The Ceylon Electricity Board (CEB) is considering a steep electricity tariff increase of 25% to 35%, in a move to realign with cost-reflective pricing principles demanded by the International Monetary Fund (IMF). This proposal, now in the drafting phase, will be formulated based on the tariff formula jointly developed by the CEB and the Public Utilities Commission of Sri Lanka (PUCSL), and subsequently submitted for regulatory approval.
The tariff revision talks come against a backdrop of internal strife, as CEB Chairman Tilak Siyambalapitiya has tendered his resignation to the Minister of Energy. Sources suggest his departure stems from mounting political interference and regulatory pushback against implementing IMF-aligned cost-based pricing. The PUCSL had earlier slashed tariffs by 20% in January 2025, despite the CEB’s objections—a decision that reversed the utility’s path to financial recovery.

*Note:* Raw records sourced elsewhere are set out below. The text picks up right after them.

PR #1282, opened 2020-06-16
Bind anserini-tools submodule to tools/

lintool:
Also:

+ Removed `src/main/python/msmarco/`, since the scripts are in `tools` already.
+ Updated MS MARCO docs.


src/main/java/io/anserini/search/SearchMsmarco.java
```diff
@@ -35,13 +35,12 @@
...
 /**
- * Class that performs retrieval for the MS MARCO passage ranking task. This is the Java version of the Python script
- * <code>src/main/python/msmarco/retrieve.py</code>.
+ * Class that performs retrieval for the MS MARCO passage ranking task.
  */
 public class SearchMsmarco {
   public static class Args {
     // required arguments
-    @Option(name = "-qid_queries", metaVar = "[file]", required = true, usage="query id - query mapping file")
+    @Option(name = "-queries", metaVar = "[file]", required = true, usage="Queries file.")
```
ronakice, line 43:
```suggestion
    @Option(name = "-queries", metaVar = "[file]", required = true, usage="queries file.")
```
Maybe?

lintool: https://github.com/lintool/guide/blob/master/coding-style.md#describing-arguments-in-command-line-applications

I'm going by `docstring` conventions in Python, which want initial caps... seems reasonable to be consistent?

A senior CEB official warned that the January rate cut has plunged the board back into financial distress, after having significantly reduced its losses over the previous two years. “CEB’s accumulated loss stood at Rs. 473 billion in 2022. Following IMF-backed tariff hikes in that year, the board turned around to post profits of Rs. 61 billion in 2023 and Rs. 141 billion in 2024. This helped reduce the loss to Rs. 271 billion by the end of 2024,” the official said. However, since February 2025, the loss has begun climbing again due to the reduced tariff structure.
The CEB’s massive debt includes long-term loans, overdrafts from state banks, interest burdens, and outstanding payments to the Ceylon Petroleum Corporation (CPC) and private power producers.
According to IMF guidelines, Sri Lanka must ensure two key benchmarks for electricity pricing: maintaining a cost-reflective tariff and triggering an automatic 10% increase if the CEB’s monthly cash flow dips below Rs. 15 billion. The official noted that if the January cut had not occurred, only a modest 5% adjustment would have been necessary for the second quarter.
Despite a scheduled quarterly revision in April, the government failed to implement any changes, prompting the IMF to issue back-to-back warnings. The Fund cautioned that Sri Lanka had breached structural benchmarks tied to electricity pricing, raising serious fiscal risk concerns.
With tariff revision delayed and the utility’s financials deteriorating, all eyes are now on the PUCSL’s next move and the government’s ability to meet IMF targets while balancing political pressures and public resistance.